In response to a question about the acceleration of gravity:

We dropped marbles from above our heads and did the 8-count to estimate the time of fall to the floor. 

One typical result:  The ball required .5 seconds to fall 2 meters from rest.

From this information we easily reason out the acceleration.  Knowing `ds and `dt we find vAve, then from v0 and vAve we find vf; from v0 and vf we get `dv and from `dv and `dt we get a.  The results are as follows:

Average velocity is 2 m / (.5 sec) = 4 m/s (based on the definition of average velocity)

Initial velocity is zero, and assuming uniform acceleration we conclude that final velocity is 8 m/s (based on the linearity of the v vs. t graph when acceleration is uniform).

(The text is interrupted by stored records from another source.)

PR #523, opened 2022-09-05
Add pubclear call for stpeoperiod and stpeod

dmitchard:
- Noticed that data from the very end of previous day was getting saved in the next days partition
- Added call of pubclear within stpeoperiod and stpeod to flush remaining data to subscribers before the EOP/EOD message is sent

### DIFF
--- a/code/segmentedtickerplant/stplog.q
+++ b/code/segmentedtickerplant/stplog.q
@@ -212,23 +212,14 @@ periodrollover:{[data]
   rolllog[multilog;dldir;rolltabs;data`p];
   }
 
-// endofday function defined in SCTP
-// passes on eod messages to subscribers and rolls logs
+// common eod for STP and SCTP to send out eod messages and roll logs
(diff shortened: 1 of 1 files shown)


ThomasGillespie (approved):

code/segmentedtickerplant/stplog.q
```diff
@@ -221,6 +223,8 @@ endofday:{[date;data]
 
 // STP runs function to send out eod messages and roll logs
 stpeod:{[date;data]
+  .lg.o[`endofday;"flushing remaining data to subscribers and clearing tables"];
+  .stpps.pubclear[.stplg.t];
```
jonathonmcmurray, line 227: I think this effectively makes `stpeod` functionally identical to `endofday` - should we just eliminate `stpeod` and replace any references to it with `endofday` instead?

jonathonmcmurray (approved):
LGTM

PR #527, opened 2022-09-07
TorQ5 release of torqv5_dev into torqv5_master

emansanti:
-Replaced datastriping csv files with striping.json
-Added tailer processes to perform intraday savedowns to tailDBs when in striping mode
-Added tailreader proccesses to load tailDBs and allow for on-disk data to be queried
-Updated tplog replay behaviour to replay only required tplogs and filter replayed tables accurately
-Introduces accesstables for rdbs, tailers and tailreaders to enable the gateway to accurately route queries
-Added datastriping EOD sort process to copy tailDBs to the HDB


code/tailer/datastripe.q
```diff
@@ -0,0 +1,196 @@
...
+    savetables[dir;]each tabstosave;
+
+    /- delete data that has been saved
+    @[`.;;0#] each tabstosave;
+
+    /- trigger reload of access tables and intradayDBs in all tail reader processes
+    .tailer.dotailreload[`]
+    };
+
+/- Timer to repeat savealltables with period defined in tailer.q settings
```
dmitchard, line 186:
```suggestion
/- Timer to call savedownfilter with period defined in tailer.q settings
```

dmitchard (changes requested):

code/tailer/datastripe.q
emansanti: @jonathonmcmurray This change looks good to me but I don't have permissions to commit it

jonathonmcmurray: applied

dmitchard (approved):

jonathonmcmurray (approved):

PR #529, opened 2022-09-09
Added tailreader log message to alert user if datastriping is disabled.

Lenzaum:
- Log message is written if `not .ds.datastripe` is true.

### DIFF
--- a/code/processes/tailreader.q
+++ b/code/processes/tailreader.q
@@ -7,6 +7,9 @@ currentpartition:@[value;`currentpartition;getpartition[]]
 basedir:raze (getenv`KDBTAIL),"/tailer",(string .ds.segmentid),"/"         /-define associated tailer base directory
 taildir:`$ basedir,string currentpartition;                                /-define tailDB direction
 
+/- log message if tailreader is started without datastriping activated
+if[not .ds.datastripe;.lg.o[`load;"Datastriping is disabled: please verify whether ",(string .proc.procname)," process should be running."]];
+
 \d .
 endofday:{[pt]
   /- end of day function that will be triggered by EOD Sorter once TailDB is copied to HDB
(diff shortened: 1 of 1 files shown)


code/processes/tailreader.q
```diff
@@ -7,6 +7,9 @@ currentpartition:@[value;`currentpartition;getpartition[]]
 basedir:raze (getenv`KDBTAIL),"/tailer",(string .ds.segmentid),"/"         /-define associated tailer base directory
 taildir:`$ basedir,string currentpartition;                                /-define tailDB direction
 
+/- log message if tailreader is started without datastriping activated
+if[not .ds.datastripe;.lg.o[`load;"Datastriping is disabled: please verify whether ",(string .proc.procname)," process should be running."]];
```
jonathonmcmurray, line 11: An out log might get lost/ignored in the vast amount of other out logs TorQ produces, unless someone is looking specifically for it (and if someone knows to look for this particular log, they probably also know not there's no point having a tailreader without datastriping).

Should we just log an error (which will cause the process to exit) to make it a bit more obvious for people who aren't looking?

Lenzaum: Good point: also maintains parity with a similar `.lg.e` message in the tailer script.

jonathonmcmurray (approved):
LGTM

code/processes/tailreader.q
```diff
@@ -7,6 +7,9 @@ currentpartition:@[value;`currentpartition;getpartition[]]
 basedir:raze (getenv`KDBTAIL),"/tailer",(string .ds.segmentid),"/"         /-define associated tailer base directory
 taildir:`$ basedir,string currentpartition;                                /-define tailDB direction
 
+/- log message if tailreader is started without datastriping activated
+if[not .ds.datastripe;.lg.e[`load;"Datastriping is disabled: terminating ",(string .proc.procname)," process."]];
+
```
SeanW17, line 12: Does this not need to be at the top of the file so nothing is defined prior in case of an uncaught error such as .ds.sementid not being specified?

PR #534, opened 2022-10-12
Change rdb proctype for different segments

dmitchard:
- Changed RDB proctypes within fsp
- Function in gateway to add processes specified in JSON to list of connections
- Add getaccess function to tailreader


AdownieAQ (approved):
Not sure why the change from flip to first was made, other than that looks good!

mattdeshAQ:
No longer needed - updated branch already merged

PR #536, opened 2022-10-14
TCS-165 Adding check to ensure datastriping is only enabled on STP

David-Mc-Nally:
Specificing the proctype as the Segmented Tickerplant only

### DIFF
--- a/code/processes/segmentedtickerplant.q
+++ b/code/processes/segmentedtickerplant.q
@@ -85,4 +85,4 @@ init:{
 
 // Have the init function and config check called from torq.q
 .proc.addinitlist(`init;`);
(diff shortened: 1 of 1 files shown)


THarveyWork (commented):
Looks Good

AdownieAQ (approved):
LGTM

ccrease01 (approved):
Looks good

jonathonmcmurray (commented):
This looks fine, but I think the PR title is wrong/misleading (this matters because it becomes the commit message when this gets merged, and it needs to be clear).

I think it's more accurate to say that we're adding a check to ensure that datastriping is only enabled on segmentedtickerplant

jonathonmcmurray (approved):

PR #538, opened 2022-11-03
TR to get access table from tailer

ShawnTay96:
[TCS-169](https://torqv5cloudscaling.atlassian.net/jira/software/projects/TCS/boards/1/backlog?selectedIssue=TCS-169)
Tailreader to obtain access table from the respective tailer's in-memory table
Currently, access table is being read from disk. Might be an issue if tailer is writing to disk and tailreader attempts to read from disk at the same time.


THarveyWork (commented):
Looks Good!

AdownieAQ (approved):
LGTM

code/processes/tailreader.q
```diff
@@ -6,6 +6,9 @@ getpartition:@[value;`getpartition;                                        /-fun
 currentpartition:@[value;`currentpartition;getpartition[]]
 basedir:raze (getenv`KDBTAIL),"/tailer",(string .ds.segmentid),"/"         /-define associated tailer base directory
 taildir:`$ basedir,string currentpartition;                                /-define tailDB direction
+tailertypes:`$"tailer_",last "_" vs string .proc.proctype                  /-define tailer to make connection to
```
jonathonmcmurray, line 9: this seems a bit fragile to me - IMO it might be better to have this config driven? as-is I think it ties users into a fairly specific naming convention for proctypes

also minor nitpick but if there's only going to be one type, variable should be called `tailertype` IMO

code/processes/tailreader.q
```diff
@@ -6,6 +6,9 @@ getpartition:@[value;`getpartition;                                        /-fun
 currentpartition:@[value;`currentpartition;getpartition[]]
 basedir:raze (getenv`KDBTAIL),"/tailer",(string .ds.segmentid),"/"         /-define associated tailer base directory
 taildir:`$ basedir,string currentpartition;                                /-define tailDB direction
+tailertypes:`$"tailer_",last "_" vs string .proc.proctype                  /-define tailer to make connection to 
+.servers.CONNECTIONS:(distinct .servers.CONNECTIONS,.tr.tailertypes) except `
```
jonathonmcmurray, line 10:
```suggestion
.servers.CONNECTIONS:(.servers.CONNECTIONS union .tr.tailertypes) except ` 
```

code/processes/tailreader.q
```diff
@@ -25,13 +28,9 @@ reload:{
   @[.Q.l ;.tr.taildir;{.lg.e[`load;"Failed to load intradayDB with error: ",x]}];
   .lg.o[`load;"intradayDB loaded"];
   .lg.o[`load;"loading accesstable"];
-  .ds.access:@[.Q.l;accesstabdir;{.lg.e[`load;"Failed to load tailer accesstable with error: ",x]}];
-  /- select last set of entries from accesstable
-  .ds.access:select by table from .ds.access;
+  /- make a connection to the tailer to get the in-memory access table
+  tailerhandle: first exec w from .servers.getservers[`proctype;.tr.tailertypes;()!();1b;0b];
+  .ds.access:tailerhandle".ds.access";
```
jonathonmcmurray, line 33: should probably error trap this & think about how we handle scenario where we can't retrieve access table for whatever reason

I think we should also do a check before this line to make sure we got a valid handle, and log an error if not

PR #540, opened 2022-12-05
Phase 1 of Torqestration

jamielamont:
Created new orchestrator process
Setup configurable lower and upper limits
Implemented scale up and scale down functions
Function to auto scale up upon startup to meet lower limit set in config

Change in velocity is (8 m/s - 0 m/s) = 8 m/s, so acceleration is 8 m/s / (.5 s) = 16 m/s^2.

Alternatively we can write down the four equations of uniformly accelerated motion, circle the symbols for the know quantities, and solve the the unknown quantity in any equation containing the three known quantities.

The third equation can be solved for a.

Starting with

`ds = v0 `dt + 1/2 a `dt^2, subtract v0 `dt from both sides to get

1/2 a `dt^2 = `ds - v0 `dt, then multiply both sides by 2 to get

a `dt^2 = 2 ( `ds - v0 `dt), and finally divide both sides by `dt^2 to get

a = (2 `ds - v0 `dt) / `dt^2.  Plug in known values:

a = (2 * 2 m - 0 * (.5 sec) ) / (.5 sec)^2 = 4 m / (.5 sec^2) = 16 m/s^2.

More accurate experiments show that the acceleration of gravity in the vicinity of the surface of the Earth, at sea level, is 9.8 m/s^2.

Near the surface of the Earth, any freely falling object accelerates downward at about 9.8 m/s^2.

For nonprecise calculations we can approximate this as 10 m/s^2.  If necessary we can later compensate for the 2% approximation error.